Processen en threads in besturingssystemen (OS) zijn altijd een van mijn favoriete onderwerpen in de informatica geweest. Ze stellen je in staat om op een veel diepere manier te begrijpen hoe het OS programma’s beheert tijdens hun verschillende stadia van uitvoering, hoe het problemen met het geheugen aanpakt en hoe het zorgt voor geïsoleerde beveiliging tot in de kernel. Het is gewoon verdomd interessant!
Het basisidee
Een proces is eenvoudigweg een programma in uitvoering. Aan een programma is slechts één proces gekoppeld. In zeer zeldzame gevallen is dit niet altijd het geval (Google Chrome als voorbeeld), maar in de meeste gevallen is dit wel het geval.
Elk proces heeft verschillende onderdelen die het in staat stellen de beoogde taken uit te voeren. Met name de stack en heap worden gebruikt voor respectievelijk lokale variabelen en dynamische geheugentoewijzing.
Er zijn meer componenten, maar het volstaat te zeggen dat elk proces deze componenten nodig heeft om als programma te kunnen draaien.
Processen in het systeem in de gaten houden
Op elk willekeurig moment kunnen er een paar honderd of minder processen actief zijn. Soms is het handig om gedetailleerde informatie over hen te zien, vooral als uw computer traag werkt: omdat bepaalde processen het geheugen of de CPU van de computer in beslag kunnen nemen. In staat zijn om ze te lokaliseren en vervolgens te vernietigen is inderdaad erg handig en kan vrij gemakkelijk worden bereikt.
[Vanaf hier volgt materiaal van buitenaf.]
Issue #79, opened 2026-06-17
checkPaths produces false positives for non-path inline code in markdown


Taegost:
# Describe the bug

checkPaths extracts all backtick-wrapped strings from .mex/ markdown files and attempts to resolve each as a file path. Strings that don't resolve are reported as MISSING_PATH errors (−10 points each). This produces false positives for any backtick-wrapped string that isn't a file path — config values, commands, IPs, annotation keys, example filenames, file extensions, glob patterns, SMB shares, Windows paths, and general inline code formatting.

Backticks in markdown are general-purpose inline code formatting, not path declarations. The checker's assumption that all backtick-wrapped strings are path claims is incorrect for general markdown usage. On a correctly populated scaffold, mex check returns 0/100 because of these false positives, making the score meaningless.

# To Reproduce

1. Run npx mex-agent setup --mode agent-memory on any repository
2. Populate the scaffold context files with documentation that includes backtick-wrapped strings for non-path purposes, e.g.:
The Longhorn Helm value `csi.kubeletRootDir: /var/lib/kubelet` must not be changed.
The cluster subnet is `192.168.5.0/24`. The ArgoCD annotation `argocd.argoproj.io/sync-wave` controls sync ordering.
3. Run npx mex-agent check
4. See MISSING_PATH errors for every backtick-wrapped string that isn't a file path

# Expected behavior

checkPaths should only check paths that mex's own system depends on (e.g., frontmatter edges[].target values), not all backtick-wrapped strings in prose. Non-path inline code should not produce MISSING_PATH
errors.

# Command output

Drift score: 0/100 — 18 errors, 7 warnings, 0 info
12 files checked

ERROR

.mex/context/stack.md
  ✗ MISSING_PATH:80 csi.kubeletRootDir: /var/lib/kubelet

.mex/context/setup.md
  ✗ MISSING_PATH:180 csi.kubeletRootDir: /var/lib/kubelet
  ✗ MISSING_PATH:180 sudo ls /var/lib/kubelet/plugins_registry/
  ✗ MISSING_PATH:182 argocd.argoproj.io/sync-wave

.mex/context/decisions.md
  ✗ MISSING_PATH:31 192.168.5.0/24
  ✗ MISSING_PATH:38 forwardedHeaders.trustedIPs: 10.0.0.0/8
  ✗ MISSING_PATH:50 csi.kubeletRootDir: /var/lib/kubelet

.mex/context/conventions.md
[...]

PR #80, opened 2026-06-17
fix: scope checkPaths to ROUTER.md only

Taegost:
## What

Filters the claims array passed to `checkPaths` so it only includes claims extracted from `ROUTER.md`. This eliminates false `MISSING_PATH` errors from context docs, pattern files, and tool config files where backtick-wrapped strings are general-purpose inline code, not path declarations.

## Why

Fixes #79 — `checkPaths` was extracting every backtick-wrapped string from all scaffold markdown files and attempting to resolve each as a file path. Strings like `csi.kubeletRootDir: /var/lib/kubelet`, `argocd.argoproj.io/sync-wave`, and `192.168.5.0/24` were flagged as `MISSING_PATH` errors (-10 points each), producing a drift score of 0/100 on real-world scaffolds.

## Changes

- `src/drift/index.ts` — Added `basename` import; filtered `allClaims` to only `ROUTER.md` before passing to `checkPaths`
- `test/public-api.test.ts` — Added 3 integration tests verifying the scoping behavior
- `CHANGELOG.md` — Added entry under `[Unreleased]`

## Verification

Tested against https://github.com/Taegost/homelab-k8s branch `feat/mex-integration`  (the repo where the issue was reported):

| Metric | Before | After |
|--------|--------|-------|
| Score | 0/100 | **79/100** |
| Errors | 18 | **0** |
| Warnings | 7 | 7 |

The remaining 7 warnings are `BROKEN_LINK` issues in `patterns/INDEX.md` from a different checker — unchanged by this fix.

🤖 Generated with [Claude Code](https://claude.com/claude-code)

PR #83, opened 2026-06-18
fix: avoid path claims for non-path inline code

miloquinn:
## Summary
- Avoid extracting path claims from inline code values that are not filesystem paths
- Covers IP/CIDR values, file extensions, shell commands with path-like arguments, and dotted annotation/config keys
- Adds regression coverage based on the false-positive categories from #79

## Why
`checkPaths` currently treats many backtick-wrapped values as path claims when they contain `/` or a known extension. In project docs this creates noisy `MISSING_PATH` errors for Kubernetes/GitOps notes like `192.168.5.0/24`, `argocd.argoproj.io/sync-wave`, `sudo ls /var/lib/kubelet/plugins_registry/`, or `.yaml`.

Those are inline code snippets, not files the scaffold depends on.

## Testing
- `npm test -- test/claims.test.ts`
- `npm test -- test/checkers.test.ts`
- `npm run typecheck`
- `git diff --check`

### DIFF
--- a/src/drift/claims.ts
+++ b/src/drift/claims.ts
@@ -13,6 +13,18 @@ const TEMPLATE_PLACEHOLDER = /[<>\[\]{}]/;
 /** HTTP methods that indicate an API route, not a file path */
 const HTTP_METHOD_PREFIX = /^(GET|POST|PUT|PATCH|DELETE|HEAD|OPTIONS)\s+\//;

Als u Windows draait, kunt u het Taakbeheer openen en op het tabblad Processen klikken om deze informatie te zien. Als u Linux of een op Unix gebaseerde machine draait, kunt u een aantal verschillende opdrachten uitvoeren:
ps aux // this will display a list of processestop // detailed information about all processes, threads, memory hoggers and network packets
Hoe beheert het besturingssysteem processen
Een proces kan zich op elk moment in een bepaalde toestand bevinden. Het kan net zijn aangemaakt, wachten op uitvoering, wachten op toegang tot een I/O-apparaat, onderbroken zijn door een ander proces, enz. Om maximale productiviteit te garanderen, moet het besturingssysteem de toestand van al deze processen begrijpen en in staat zijn om op de juiste momenten op intelligente wijze nieuwe processen aan te maken, tussen processen te schakelen, ze te pauzeren, op te schorten, enzovoort.
Om dit effectief te kunnen doen, onderhoudt het besturingssysteem voor elk proces een zogeheten procescontroleblok. Het bevat nuttige informatie, zoals de huidige processtatus, de volgende uit te voeren instructie en de momenteel aan het proces toegewezen apparaten.
Hiermee kan het besturingssysteem verschillende processen effectief beheren, door de huidige status in het blok op te slaan, tussen de processen te schakelen en bepaalde processen later opnieuw te laden.
Hoe schakelt het besturingssysteem tussen verschillende processen
Contextschakelen heeft betrekking op de specifieke activiteit waarbij een besturingssysteem de toestand van een lopend proces opslaat en dit onderbreekt om een ander proces uit te voeren. Dit moet zodanig gebeuren dat deze processen niet conflicteren en dat het opgeslagen proces later zonder problemen kan worden hervat. Dit garandeert een essentieel kenmerk van besturingssystemen: multitasking. Het diagram laat zien hoe de PCB wordt gebruikt om de toestand van het proces op te slaan, een ander proces te starten, en dan later het oorspronkelijke proces opnieuw te laden en voort te zetten.